Из наших разговоров наконец выяснилось, что такой внезапный отъезд вызван был сильным беспокойством государя за императрицу и больную семью, так как Царское Село с утра было уже охвачено волнением, и пребывание там было небезопасно.

Государыня через графа Бенкендорфа, обер-гофмаршала, спрашивала у государя по телефону совета, как ей лучше поступить: переехать немедленно с больными детьми для пребывания вместе с государем в Могилев или лишь выехать нам навстречу, чтобы соединиться где-нибудь в пути, но после вечерних переговоров графа Фредерикса с государем было решено, чтобы вся царская семья до прибытия генерала Иванова, а затем и нас оставалась в Царском Селе или, если бы обстоятельства этого потребовали, переехала бы в Гатчинский дворец, находившийся в 40 верстах от Петрограда.

В Гатчине было еще спокойно, и тамошний гарнизон был верен присяге[1].

Генерал Лукомский и другие, говоря в своих воспоминаниях об отъезде государя из Могилева, останавливаются на одном предположении: «что, находясь в Ставке, государь якобы не чувствовал твердой опоры в своем начальнике штаба генерале Алексееве и надеялся найти более твердую опору в лице генерала Рузского в Пскове».

Это, конечно, совсем далеко от действительности.

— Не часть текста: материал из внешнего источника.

PR #687, opened 2026-05-27
fix: prevent macOS Metal JSON query aborts after successful output

sk-holmes:
## Problem

On macOS Metal, `qmd query --json` and `qmd deep-search --json` can produce valid JSON and then abort during native llama.cpp cleanup. That leaves callers with a non-zero exit even though the command already completed successfully.

This mainly breaks machine-readable JSON workflows. The output is valid, but the process lifecycle reports failure.

## Fix

This adds a macOS-only supervised exit path for GPU-backed JSON `query` and `deep-search` runs.

The parent process runs the query in a child process and accepts success only when both conditions are true:

- stdout parses as valid JSON
- the child writes a success sentinel on a side-channel fd after output is flushed

The child then terminates before native Metal finalizers can abort after successful output. Real query failures still return through the normal failure path.

I also tightened the GPU env handling so the supervisor only runs when GPU use is actually enabled, and the CLI reuses the same GPU-disabled semantics as the LLM layer.

## Verification

- `node scripts/build.mjs`
- `node ./node_modules/typescript/bin/tsc -p tsconfig.build.json --noEmit`
- full Node/Vitest suite: 24 files passed, 824 passed, 73 skipped
- real macOS fixture checks with `QMD_FORCE_CPU=0 QMD_LLAMA_GPU=metal`:
  - `qmd query "metal cleanup" --json -c docs`
  - `qmd deep-search "metal cleanup" --json -c docs`

## Notes

The workaround is intentionally narrow: Darwin only, JSON only, `query`/`deep-search` only, non-child process only, and disabled for explicit CPU/no-GPU runs.

### DIFF
--- a/src/cli/qmd.ts
+++ b/src/cli/qmd.ts
@@ -4,8 +4,9 @@ import fastGlob from "fast-glob";
 import { execSync, spawn as nodeSpawn } from "child_process";
 import { fileURLToPath } from "url";
 import { basename, dirname, join as pathJoin, relative as relativePath, resolve as pathResolve } from "path";
+import { constants as osConstants } from "os";
 import { parseArgs } from "util";
-import { readFileSync, readdirSync, realpathSync, statSync, existsSync, unlinkSync, writeFileSync, openSync, closeSync, mkdirSync, lstatSync, rmSync, symlinkSync, readlinkSync, copyFileSync } from "fs";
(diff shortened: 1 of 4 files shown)


sk-holmes:
Looks like it was fixed in 2.5.3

К генералу Рузскому и его прежнему, до генерала Данилова, начальнику штаба генералу Бонч-Бруевичу, да и самому Данилову Его Величество, как и мы все, относился уже давно с безусловно меньшим доверием, чем к своему начальнику штаба.

Наше прибытие в Псков явилось лишь вынужденным и совершенно непредвиденным при отъезде.

Государь, стремясь возможно скорее соединиться со своей семьей, вместе с тем стремился быть ближе и к центру управления страной, столь удаленному от Могилева.

Мы оставались уже долго в купе у Федорова, взволнованно строя разные предположения о разыгравшихся событиях, но, узнав, что поезд отойдет не ранее 5 утра, наконец разошлись по своим отделениям.

28 февраля, утром, я проснулся, когда поезд был уже в движении. Погода изменилась – в окно вагона светило солнце, и как-то невольно стало спокойнее на душе после мучительной, в полузабытье проведенной ночи.

Размеренная, обычная жизнь вступала в свои права, и хоть ненадолго, вместе с надеждами, отгоняла тяжелые мысли от всего того, что совершалось тогда, далеко еще за пределами моего уютного вагона.

Я быстро оделся и направился в столовую.

Государь был уже там, более бледный, чем обыкновенно, но спокойно-ровный и приветливый, как всегда. Разговор был не очень оживленный и касался самых обыденных вещей.

Мы проезжали замедленным ходом какую-то небольшую станцию, на которой стоял встречный поезд с эшелоном направлявшегося на фронт пехотного полка.

Им, видимо, было уже известно о проходе императорского поезда: небольшая часть людей с оркестром стояла выстроенной на платформе, часть выскакивала из теплушек и пристраивалась к фронту. Остальные густой толпой бежали около наших вагонов, заглядывая в окна и сопровождая наш поезд.

Его Величество встал из-за стола и подошел к окну.

Звуки гимна и громовое «ура» почти с такой же искренней силой, как я когда-то слышал на последнем смотру запасных в Петрограде, раздались с платформы при виде государя и невольно наполнили меня вновь чувством надежды и веры в нашу великую военную семью и в благоразумие русского народа.

Но это было только мгновение.

Стоявший рядом со мной у окна Кира Нарышкин мне тихо, отвечая, видимо, на свои невеселые мысли, шепнул:

– Кто знает – быть может, это последнее «ура» государю, которое мы сейчас слышим.

Мои горячие переживания были облиты немного холодной водой, но надежда все же не остывала, и разум ей не противился.